“Much of life is timing and circumstance, I see that now.” – An American Marriage
A lot of people had raved about this book when it was published last year but I wasn’t sure if it was based on the fact that it was an Oprah book club pick. However, when it recently won the Women’s Prize for Fiction this year, I decided to put it on my TBR and finally got around to read it this month.
An American Marriage is a story about newly weds Roy Jnr. and Celestial, an African American couple living in Atlanta, Georgia. They are only married for a little over a year when Roy is falsely accused of a crime he didn’t commit and is sentenced to 12 years imprisonment. The story is told from different perspectives; Roy, Celestial and Andre (Celestial’s best friend) and also through letters written between Celestial and Roy in prison. Their sudden predicament throws the young marriage in turmoil and when Roy is released five years later, the world has shifted far from where he left it and his marriage is not what he hoped it would be. This book is about racism, the justice system in the United States, the difficulties in marriage especially when a couple is torn apart either by their own choices or those made for them.
Tayari Jones has woven a beautifully written, thought provoking, captivating sad tale that will stay in my mind for a long time. It isn’t one that is filled with action or romance yet it puts you on the edge and gets you thinking hard about the dynamics of relationships, the true meaning of “love” and our commitment to the vows we take before we get married.
Most of the characters in this book where not likable but my favorite character would be Roy snr, a father to a son that was not his biological child, a good husband and a loyal person. If I was to pick my least favorite, it would be Celestial. She was portrayed to be an independent successful black woman which she was to an extent with respect to her career but it doesn’t describe The totality of who and what she represents. She was strong when it was easy and it pleased her and took a weak disposition when it didn’t. I saw her as a privileged and entitled woman who didn’t stay when things went bad. Some people may argue that she continued to care for Roy financially when he was in prison even when she had moved on from the marriage but my response to that is “money isn’t everything”. Yes, I may not know how it feels to be without a husband for five long years, and after a mere one year of marriage where in most cases, is when the marriage has just begun, but Celestial took vows before God to stand with Roy, in sickness and in health, for richer for poorer, till death do them part. Those vows she took, she broke, without looking back and with who for God’s sake???? The very person who introduced them. This story has confirmed my beliefs on why many people go into relationships and marriage. They do this not necessarily because of love, but because that other person fits a profile they have created for themselves, or that person is available to them at the time, or rich enough or beautiful enough. This is a story will cause you to question our choices, loyalties and commitment in the face of adversity. To think deeply whenever we say ‘I love you’ to “the one” and consider the thousand things that means and entails.

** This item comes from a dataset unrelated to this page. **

PR #104, opened 2020-07-15
Update README to reflect change of env var for configurable cors origin

Alexjsenn:


andrewazores:
I'll merge this when rh-jmc-team/container-jfr#204 is finished and approved, too, since they go together.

‘Love is patient, love is kind, it does not envy, it does not boast, it is not proud, it does not dishonor others, it is not self-seeking, it is not easily angered, it keeps no record of wrongs. Love does not delight in evil but rejoices with the truth, it always protects, always trusts, always hopes, always perseveres. Love never fails” – 1 Corinthians 13:4-8
This book ended well for me. Most of it wasn’t too far fetched and it seemed fair to all the characters. What can I say? Reality Bites!

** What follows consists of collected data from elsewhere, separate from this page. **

Issue #895, opened 2023-02-23
[Task] Add JVM Version, JVM Start Time, other MBean properties to the JVM Details dashboard card


andrewazores:
Depends on #894

PR #896, opened 2023-02-23
feat(dashboard): add JVM Details card

andrewazores:
# Welcome to Cryostat! 👋

Fixes: #894
Fixes: #895
Depends on https://github.com/cryostatio/cryostat-web/pull/891

## Description of the change:
This adds a simple dashboard card that simply displays basic information about the selected target JVM such as its connection URL, alias, and labels/annotations.

## Motivation for the change:
This provides users with a nicer presentation of the data currently displayed on the `<TargetSelect/>` component expansion, which the user might need to know in order to define matchExpression credentials, automated rules, or to filter/sort through the All Archives table. A follow-up PR will add further MBean-based information to this card as well.

## How to manually test:
2. Select a target JVM
3. Add the JVM Details dashboard card
4. Check that the details are updated with different target selections and that the details match the target

image


tthvo (commented):
Looks great to me! 

Just wondering because I have a similar in #891 that looks like this with a bit styling, handling for empty fields and warnings. Do u want to apply these here or maybe after #891?


Screenshot from 2023-02-23 15-53-05

Screenshot from 2023-02-23 15-53-51

andrewazores:
I'll wait for yours and pull it out to a shared component.

andrewazores:
image

tthvo:
No features for #895 right?

andrewazores:
I could (re)add that into the new shared component.

src/app/Dashboard/JvmDetails/JvmDetailsCard.tsx
```diff
@@ -0,0 +1,116 @@
...
+      labels: {},
+    };
+  }, [target]);
+
+  return (
+    <DashboardCard
+      id={`${props.dashboardId}`}
+      dashboardId={props.dashboardId}
+      cardSizes={JvmDetailsCardSizes}
+      isCompact
```
tthvo, line 80: We need to pass in `isFullHeight`, `isDraggable` and `isResizable` from props. Or just `{...props}` following #905.

src/app/Dashboard/JvmDetails/JvmDetailsCard.tsx
```diff
@@ -0,0 +1,116 @@
...
+import { DashboardCard } from '../DashboardCard';
+import '@app/Topology/styles/base.css';
+
+export interface JvmDetailsCardProps extends DashboardCardProps {}
+
+export const JvmDetailsCard: React.FC<JvmDetailsCardProps> = (props) => {
+  const context = React.useContext(ServiceContext);
+  const addSubscription = useSubscriptions();
+
+  const [target, setTarget] = React.useState(undefined as Target | undefined);
```
tthvo, line 57: Probably just 

```
const [target, setTarget] = React.useState<Target>();
```

src/app/Dashboard/JvmDetails/JvmDetailsCard.tsx
```diff
@@ -0,0 +1,116 @@
...
+
+  React.useEffect(() => {
+    addSubscription(context.target.target().subscribe(setTarget));
+  }, [addSubscription, context.target, context.api, setTarget]);
+
+  const wrappedTarget = React.useMemo((): TargetNode | undefined => {
```
tthvo, line 63: I think we can do this (memo the entire entity instead of just targetNode).

```ts
const wrappedTarget = React.useMemo(() => {
    if (!target) {
      return undefined;
    }
    return {
      getData: (): TargetNode => ({
        name: target.alias,
        target,
        nodeType: NodeType.JVM,
        labels: {},
      })
    };
  }, [target]);

```

tthvo:
> I could (re)add that into the new shared component.

Sure! I think I have a const here to define them. I guess we can extract into a common function to return this array.

https://github.com/cryostatio/cryostat-web/blob/c704ceb281c937a2466c88a1f41741c37a4d13a2/src/app/Topology/Shared/Entity/EntityDetails.tsx#L176

andrewazores:
image

image

src/app/Dashboard/JvmDetails/JvmDetailsCard.tsx
tthvo: Ping :D

src/app/Topology/Shared/Entity/EntityDetails.tsx
```diff
@@ -214,24 +229,110 @@ export const TargetDetails: React.FC<{
...
-              <DescriptionListTermHelpTextButton>{d.title}</DescriptionListTermHelpTextButton>
-            </Popover>
-          </DescriptionListTermHelpText>
-          <DescriptionListDescription style={{ userSelect: 'text', cursor: 'text' }}>
-            {d.content}
-          </DescriptionListDescription>
-        </DescriptionListGroup>
-      ))}
+      {_transformedData.map(mapSection)}
+      <ExpandableSection
```
tthvo, line 237: This section should be outside the part `<DescriptionList {...props} columnModifier={columnModifier}>` since it will create a nested description list?

src/app/Topology/Shared/Entity/EntityDetails.tsx
```diff
@@ -214,24 +229,110 @@ export const TargetDetails: React.FC<{
...
+        onToggle={onToggle}
+        isExpanded={isExpanded}
+      >
+        <MBeanDetails isExpanded={isExpanded} connectUrl={serviceRef.connectUrl} />
+      </ExpandableSection>
     </DescriptionList>
   );
 };
 
+const MBeanDetails: React.FC<{ isExpanded: boolean; connectUrl: string }> = ({ isExpanded, connectUrl }) => {
```
tthvo, line 248: This should also receive the `columnModifier` from parent and pass down to its `DescriptionList`. This is being used for ListView.

Screenshot from 2023-03-13 22-00-56

src/app/Topology/Shared/Entity/EntityDetails.tsx
```diff
@@ -214,24 +229,110 @@ export const TargetDetails: React.FC<{
...
+                    version
+                    arch
+                    availableProcessors
+                  }
+                }
+              }
+            }`,
+            { connectUrl }
+          )
+          .pipe(map((resp) => resp.data.targetNodes[0].mbeanMetrics))
```
tthvo, line 278: `resp.data` might be null if there is an error. How about adding a `catchError` like this:

```ts
.pipe(
  map((resp) => resp.data.targetNodes[0].mbeanMetrics),
  catchError((_) => of({})) 
)
```

This way, any error will be caught and just set empty.

src/app/Topology/Shared/Entity/EntityDetails.tsx
```diff
@@ -214,24 +229,110 @@ export const TargetDetails: React.FC<{
...
+        content: dayjs(mbeanMetrics?.runtime?.startTime || 0)
+          .tz(dateTimeFormat.timeZone.full)
+          .format('LLLL'),
+      },
+      {
+        key: 'JVM Version',
+        title: 'JVM Version',
+        helperTitle: 'JVM Version',
+        helperDescription: 'The version of the JVM.',
+        content: mbeanMetrics.runtime?.vmVersion,
```
tthvo, line 300: Looks like the content of these configurations can be undefined or null. We should show some indication instead of blank space. For example, 

```ts
 <EmptyText text="No JVM ID" />
```

src/app/Topology/Shared/Entity/EntityDetails.tsx
```diff
@@ -167,11 +170,23 @@ export const EntityDetails: React.FC<EntityDetailsProps> = ({ entity, className,
   return <div className={css(className)}>{viewContent}</div>;
 };
 
+const mapSection = (d) => (
```
tthvo, line 173: Maybe we need to extract a type for d:

```ts
type DescriptionConfig = {
  key: string,
  title: React.ReactNode,
  helperTitle: React.ReactNode,
  helperDescription: React.ReactNode,
  content: React.ReactNode,
},
```

tthvo (commented):
Looks good! Just some more comments :D

src/app/Topology/Shared/Entity/EntityDetails.tsx
```diff
@@ -214,24 +229,110 @@ export const TargetDetails: React.FC<{
...
+  }, [isExpanded, addSubscription, connectUrl, context.api, setMbeanMetrics]);
+
+  const _collapsedData = React.useMemo(() => {
+    return [
+      {
+        key: 'Start Time',
+        title: 'Start Time',
+        helperTitle: 'Start Time',
+        helperDescription: 'The time when this JVM process started.',
+        content: dayjs(mbeanMetrics?.runtime?.startTime || 0)
```
tthvo, line 291: We should handle cases where value is negative? I am not quite what is the meaning behind negative values..

Screenshot from 2023-03-13 22-39-06

maxcao13:
image

I think it should have a `View Topology` action when the EntityDetails is on the Dashboard.

src/app/Topology/Shared/Entity/EntityDetails.tsx
andrewazores: I think that if this value is actually what the MBean interface reports, it should be displayed as-is. It looks odd, but the various fields may have different meanings for negative values. Usually it means something about the JVM or the host OS not supporting that kind of performance metric, which would be useful for the user to know. It may be the case that specific values have specific meanings so I would rather not try to hide the the value with some "friendlier" UI label.

andrewazores:
> I think it should have a View Topology action instead of View Dashboard when the EntityDetails is on the Dashboard.

That's a good point. This will take a little more refactoring to the shared component.

src/app/Dashboard/JvmDetails/JvmDetailsCard.tsx
andrewazores: It's not showing up as changed here since it happened lower down in the patch, but I did add the `{..props}` destructuring in a recent commit.

tthvo: Ah thanks! Saw it just now!

src/app/Topology/Shared/Entity/EntityDetails.tsx
tthvo: Oh okay right! That make sense!

tthvo: Oh yes that was the agent on `9988`!

andrewazores:
> > I think it should have a View Topology action instead of View Dashboard when the EntityDetails is on the Dashboard.
> 
> That's a good point. This will take a little more refactoring to the shared component.

Any ideas on this @tthvo ? It looks like I could hack it together by adding some property to the "View Dashboard" action in `NodeActions` which the `utils actionFactory` can use to filter the action out so it doesn't appear in this context. And is there a good way to add a "View Topology" action that does more than simply link to the Topology view? It would be cool if it could route to that view and also have the corresponding node selected and the sidebar panel opened so that the EntityDetails component is visible in the new context.

tthvo:
> And is there a good way to add a "View Topology" action that does more than simply link to the Topology view? It would be cool if it could route to that view and also have the corresponding node selected and the sidebar panel opened so that the EntityDetails component is visible in the new context.

I think we can add some state to route location or use query parameter. This could be done in `Topology.tsx` but require some refactoring. I will look into it...

andrewazores:
In the case that the Topology view is routed to directly with a preselected entity state like that, is it possible to just clear out any filters? I guess that would mean that whatever fires the history navigation event with the preseleted state should also first fire a Redux intent to clear the filters?

tthvo:
Oh sure! Just in time for my comments XD

src/app/Topology/Shared/Entity/EntityDetails.tsx
```diff
@@ -214,24 +245,122 @@ export const TargetDetails: React.FC<{
...
+    <>
+      <DescriptionList {...props} columnModifier={columnModifier}>
+        {_transformedData.map(mapSection)}
+      </DescriptionList>
+      <ExpandableSection
+        toggleText={isExpanded ? 'Show less' : 'Show more'}
+        onToggle={onToggle}
+        isExpanded={isExpanded}
+      >
+        <MBeanDetails isExpanded={isExpanded} connectUrl={serviceRef.connectUrl} />
```
tthvo, line 260: we need to pass in columnModifier here?

tthvo: Just this one left. Others look very nice!

tthvo (dismissed):
Looks great to me!

andrewazores:
Bah, I need to rebase to sign commits.

maxcao13 (approved):

tthvo (approved):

I rate this book a 4 stars and I highly recommend it.
P.s. The audio book on Scribed is awesome. I think it made my experience much better than reading a paper version.

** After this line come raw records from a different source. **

Issue #765, opened 2022-12-14
[Task] Multiple Dashboard Layouts


andrewazores:
Depends on https://github.com/cryostatio/cryostat-web/issues/764

The user should be able to name their dashboard layout, then create a new dashboard layout that starts as blank and allows the user to graphically build the new layout. There should be some Switch or other selector somewhere that allows the user to swap between dashboard layouts on the fly. Perhaps this should be implemented as a card that can be added to the dashboard itself, or maybe it should be part of the default state (before entering the wizard) of the Add card.

Issue #764, opened 2022-12-14
[Task] Import/export dashboard layouts


andrewazores:
Now that the Dashboard has a serialized form that is loaded to and from localstorage, we should also add some simple controls that allow the user to download that serialized form to their workstation, and to upload those files to the Dashboard. Only a single file upload would be allowed at a time, and the contents would completely replace the current layout state.

PR #899, opened 2023-02-24
feat(dashboard): import/export dashboards and switch between layouts

maxcao13:
# Welcome to Cryostat! 👋

Fixes: #764 
Fixes: #765 
Depends on https://github.com/cryostatio/cryostat-web/pull/891

## Description of the change:
Allows users to:
- Import/export dashboard layouts:
- Create new empty layouts within the UI
- Delete layouts
- Switch between layouts
## Motivation for the change:
See #764, #765 

## How to manually test:
Run normally, add try out the new dashboard configuration toolbar.
Localization/tests will come later when most is approved. 

Looking for UI improvements and feedback.

# WARNING: 
checking out this PR will change your dashboard configuration local storage keys because of some refactoring, the current dashboard is now nested in another level because of the newly added feature of having more than one dashboard configuration persisting at once.


andrewazores:
Nicely done, seems to fit all the requirements I had in mind for this set of features and looks pretty nice already.

image

This looks a little funny where the toolbar meets the tops of the cards with no gap, but then there's a bit of radiusing on the corner intersection and the card grab handles. I'm not sure if a gutter between the toolbar and the cards is best though, since then the toolbar would graphically look like its own standalone element - but maybe it should be? It is also a little funny when there are two or more rows of cards and the toolbar somewhat looks like it's only part of the top row and maybe only would affect the top row.

image

In Thuan's topology PR the target selection widget card is going away and replaced by a top full-width toolbar-like component - maybe it makes sense for this toolbar to be attached to that component on the dashboard, or at least to be placed similarly?

maxcao13:
I will also be waiting on the topology view then, until then, I will just do cleanup. Implementation details and other unrelated components are still ok to be reviewed though.

src/app/Shared/Services/Api.service.tsx
```diff
@@ -1134,6 +1136,33 @@ export class ApiService {
     );
   }
 
+  downloadDashboardLayout(layout: DashboardLayout): void {
+    const serializedLayout = this.getSerializedDashboardLayout(layout);
+    const filename = `${layout.name}${nanoid(5)}.json`;
```
andrewazores, line 1141: This filename with the random ID ends up being a little weird looking. If there is no random ID, I think the browser should (hopefully) handle any on-disk naming collisions for us?

Also I'd suggest putting something like `cryostat-dashboard-` as a prefix so that it's more obvious to the user what this `.json` file is later when they see it in their downloads directory.

andrewazores:
Clicking outside of the select dropdown doesn't close it:

image

So I can do this:

image

Just a minor visual thing.

The new UI looks great when I'm not trying to break it:

image

src/app/Dashboard/DashboardLayoutConfig.tsx
```diff
@@ -0,0 +1,347 @@
...
+        >
+          <MenuContent maxMenuHeight="16em" id="dashboard-layout-menu-content" style={{ overflow: 'unset' }}>
+            {menuGroups(t('DashboardLayoutConfig.MENU.FAVORITES'), true, (l) => favorites.includes(l.name))}
+            <Divider />
+            {menuGroups(t('DashboardLayoutConfig.MENU.OTHERS'), false, (l) => !favorites.includes(l.name))}
+          </MenuContent>
+        </Menu>
+      </Dropdown>
+    );
+  }, [t, onLayoutSelect, onActionClick, onToggle, menuGroups, favorites, isSelectorOpen, currLayout.name]);
```
tthvo, line 323: Missing `isSelectorOpen` as deps here...

tthvo: Seems to be causing

> Clicking outside of the select dropdown doesn't close it:

andrewazores:
I created this dashboard, downloaded it, deleted it, and tried to upload it:

```json
{"list":[{"name":"MBeanMetricsChartCard","span":4,"props":{"chartKind":"Process CPU Load","duration":60,"period":10,"themeColor":"blue"}}],"name":"test"}
```

image

This message might also be a little confusing:

image

Should the error message say something about the name already being in use instead?

andrewazores:
Here's a weird one. Renaming a dashboard by clicking the Create button works, but hitting Enter on my keyboard makes the whole page reload (and the dashboard isn't renamed).

maxcao13:
Funny, I have to prevent default and handle it manually on a form submission because pressing "Enter" on a form submits it and refreshes the page. There was also a query parameter with name="{dashboardName}" after the refresh. :D

andrewazores:
Looking good. Maybe there should be a deletion dialog confirmation prompt for dashboards?

andrewazores:
Favouriting + renaming seems to have some funny interactions. If I favourite a dashboard and then rename it, it loses its favourite status. If I rename it back to the original name then it regains its favourite status.

andrewazores:
Sweet, everything seems to be working perfectly now.

andrewazores (approved):
Implementation all looks good to me.

src/app/TargetView/TargetView.tsx
```diff
@@ -45,6 +46,7 @@ import { NoTargetSelected } from './NoTargetSelected';
 import { TargetContextSelector } from './TargetContextSelector';
 
 interface TargetViewProps {
+  appendDashboard?: boolean;
```
tthvo, line 49: I think this could be a prop like: 

```ts
attachments?: React.ReactNode;
```

This way, parent can supply any attachments needed (easy to extend later if other views want to add something below context selector). Wdu think?

src/app/utils/utils.ts
```diff
@@ -47,17 +47,17 @@ const DAY_MILLIS = 24 * HOUR_MILLIS;
 // [     0,    1,    2,    3     ] array
 //       0     1     2     3       indexes
 // {  0  |  1  |  2  |  3  |  4  } gap indices (drop zones)
-export function moveDashboardCard(arr: CardConfig[], from: number, gapIndex: number) {
+export function moveDashboardCard(cards: CardConfig[], from: number, gapIndex: number) {
```
tthvo, line 50: This function and below seems to work for any array. We can generalize it by removing type assertions here so we don't have to import redux slices.

src/app/Shared/Services/Api.service.tsx
```diff
@@ -1117,6 +1118,34 @@ export class ApiService {
...
+    const filename = `cryostat-dashboard-${layout.name}.json`;
+    const file = new File([serializedLayout], filename);
+    const resourceUrl = URL.createObjectURL(file);
+    this.downloadFile(resourceUrl, filename);
+    setTimeout(() => URL.revokeObjectURL(resourceUrl), 1000);
+  }
+
+  private getSerializedDashboardLayout(layout: DashboardLayout): string {
+    const serialCards: SerialCardConfig[] = [];
+    for (const card of layout.cards) {
```
tthvo, line 1132: Seems like we can use `Array.map` here.

src/app/Shared/Services/Api.service.tsx
```diff
@@ -1117,6 +1118,34 @@ export class ApiService {
     );
   }
 
+  downloadDashboardLayout(layout: DashboardLayout): void {
+    const serializedLayout = this.getSerializedDashboardLayout(layout);
+    const filename = `cryostat-dashboard-${layout.name}.json`;
+    const file = new File([serializedLayout], filename);
+    const resourceUrl = URL.createObjectURL(file);
```
tthvo, line 1125: There is a `createBlobURL ` in `@app/utils/utils` to handle this. We can reuse it here.

src/app/Dashboard/DashboardSolo.tsx
```diff
@@ -51,7 +51,12 @@ const DashboardSolo: React.FC<DashboardSoloProps> = ({ ..._props }) => {
   const { search } = useLocation();
   const history = useHistory();
 
-  const cardConfigs: CardConfig[] = useSelector((state: RootState) => state.dashboardConfigs.list);
+  const dashboardConfigs = useSelector((state: RootState) => state.dashboardConfigs);
+
+  const cardConfigs: CardConfig[] = React.useMemo(
+    () => dashboardConfigs.layouts[dashboardConfigs.current].cards,
```
tthvo, line 57: Since now, cards are grouped by layouts. The index passing here should also be taken from query parameter. Maybe, `?layout=defaut&cardId=cardname-somehash`. Empty view should also mention this parameter.

This helps in the case where the user bookmark this url and comes back later.

src/test/Dashboard/Dashboard.test.tsx
```diff
@@ -65,11 +65,24 @@ jest.mock('@app/Dashboard/AddCard', () => ({
...
+// Mock the local storage such that the first run config is not shown
+jest.mock('@app/utils/LocalStorage', () => ({
+  getFromLocalStorage: jest.fn(() => {
+    return {
+      _version: '0',
+    };
+  }),
+}));
+
+jest
```
tthvo, line 81: This should work the same and cleaner?

```ts
jest.spyOn(defaultServices.target, 'target').mockReturnValue(of(mockFooTarget));
```

src/app/Dashboard/DashboardLayoutUploadModal.tsx
```diff
@@ -0,0 +1,257 @@
...
+  const { t } = useTranslation();
+  const submitRef = React.useRef<HTMLDivElement>(null); // Use ref to refer to submit trigger div
+  const abortRef = React.useRef<HTMLDivElement>(null); // Use ref to refer to abort trigger div
+
+  const [numOfFiles, setNumOfFiles] = React.useState(0);
+  const [allOks, setAllOks] = React.useState(false);
+  const [uploading, setUploading] = React.useState(false);
+
+  React.useEffect(() => {
+    if (allOks && numOfFiles) {
```
tthvo, line 75: This could be sending state dispatch more than needed. For example, after all succeeding, the user might remove a file from the upload list -> dispatch again.

Probably, this should be handle in the callback in `handleSubmit`. If `allOks`, then

```ts
const latest = dashboardConfigs.layouts[dashboardConfigs.layouts.length - 1];
dispatch(dashboardConfigReplaceLayoutIntent(latest.name));
```

src/app/Dashboard/DashboardLayoutConfig.tsx
```diff
@@ -0,0 +1,398 @@
...
+          </MenuContent>
+        </Menu>
+      </Dropdown>
+    );
+  }, [t, onLayoutSelect, onActionClick, onOpenChange, onToggle, menuGroups, isSelectorOpen, currLayout.name]);
+
+  const toolbarContent = React.useMemo(() => {
+    return (
+      <ToolbarContent style={{ paddingLeft: '24px' }}>
+        <ToolbarGroup>
```
tthvo, line 367: How about this?

```jsx
<ToolbarContent style={{ paddingLeft: '24px' }}>
  <ToolbarItem>{newButton}</ToolbarItem>
  <ToolbarGroup>
    <ToolbarItem spacer={{ default: 'spacerNone' }}>{menuDropdown}</ToolbarItem>
    <ToolbarItem>{renameButton}</ToolbarItem>
  </ToolbarGroup>
  <ToolbarGroup variant="button-group">
    <ToolbarItem>{uploadButton}</ToolbarItem>
    <ToolbarItem>{downloadButton}</ToolbarItem>
    <ToolbarItem>{deleteButton}</ToolbarItem>
  </ToolbarGroup>
</ToolbarContent>
```

This way, the groups are clearly separated?

src/app/Dashboard/DashboardLayoutConfig.tsx
```diff
@@ -0,0 +1,398 @@
...
+  const handleDeleteWarningModalOpen = React.useCallback(
+    (_ev: React.MouseEvent<HTMLButtonElement, MouseEvent>, layout: string) => {
+      setSelectDelete(layout);
+      setIsDeleteWarningModalOpen(true);
+    },
+    [setSelectDelete, setIsDeleteWarningModalOpen]
+  );
+
+  const handleDeleteWarningModalClose = React.useCallback(() => {
+    setIsDeleteWarningModalOpen(false);
```
tthvo, line 137: Reset `selectDelete`? Same for `handleDelete`?

src/app/Dashboard/DashboardLayoutConfig.tsx
```diff
@@ -0,0 +1,398 @@
...
+        {t('DELETE', { ns: 'common' })}
+      </Button>
+    ),
+    [t, handleDeleteButton, currLayout.name]
+  );
+
+  const menuGroups = React.useCallback(
+    (label: string, favoriteGroup: boolean) => {
+      const filter = favoriteGroup ? (l: DashboardLayout) => l.favorite : () => true;
+      return (
```
tthvo, line 291: We probably should hide `Favorite` group if there is none. For example, here we have an empty group above.

Screenshot from 2023-03-19 23-53-19

I think we could extract the filtering out and check children array length?

tthvo (commented):
Looks awesome! Just some refactoring comments :D

src/app/Dashboard/DashboardLayoutConfig.tsx
tthvo: Just to be consistent with target selector :))

src/app/Dashboard/DashboardLayoutConfig.tsx
maxcao13: I think it wouldn't matter since selectDelete is always changed to before dispatch is called, so this would be extra calls that are not needed. Thoughts?

tthvo: ahh yehh no worries. Just that intermediate states can be consistent (like if there is nothing to delete, then selectDelete should be undefined)...

maxcao13: Okay, if that's the guideline then I can change it.

tthvo: not exactly guideline haha but its easier to debug :D

src/app/Recordings/ActiveRecordingsTable.tsx
```diff
@@ -557,24 +557,19 @@ const ActiveRecordingsToolbar: React.FunctionComponent<ActiveRecordingsToolbarPr
...
-  );
-
   const handleActionToggle = React.useCallback(() => setActionToggleOpen((old) => !old), [setActionToggleOpen]);
 
   const handleWarningModalClose = React.useCallback(() => {
     setWarningModalOpen(false);
   }, [setWarningModalOpen]);
 
   const handleDeleteButton = React.useCallback(() => {
-    if (deletionDialogsEnabled) {
```
maxcao13, line 572: For some reason the deletionDialogsEnabled memo was not being changed whenever a user clicked on "Do Not ask again", but using the context.settings directly works correctly.

tthvo: `context.settings.deletionDialogsEnabledFor` is not an observable rite? its pulling directly from localstorage and depends only on `context.settings` (never changes). Then, it makes sense that is not updating :D 

The latest changes can `context.settings.deletionDialogsEnabledFor` on -demand so it works ^^

maxcao13: Ah, whoops yeah that makes sense.

tthvo (approved):
Looks awesome! Good job!!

Published: February 6th, 2018 by Algonquin books
Purchase @ www.amazon.com/anamericanmarriage ;
The Author: Tayari Jones is the author of the novels Leaving Atlanta, The Untelling, Silver Sparrow, and An American Marriage (Algonquin Books, February 2018). Her writing has appeared in Tin House, The Believer, The New York Times, and Callaloo. A member of the Fellowship of Southern Writers, she has also been a recipient of the Hurston/Wright Legacy Award, Lifetime Achievement Award in Fine Arts from the Congressional Black Caucus Foundation, United States Artist Fellowship, NEA Fellowship and Radcliffe Institute Bunting Fellowship. Silver Sparrow was named a #1 Indie Next Pick by booksellers in 2011, and the NEA added it to its Big Read Library of classics in 2016. Jones is a graduate of Spelman College, University of Iowa, and Arizona State University. She is currently an Associate Professor in the MFA program at Rutgers-Newark University.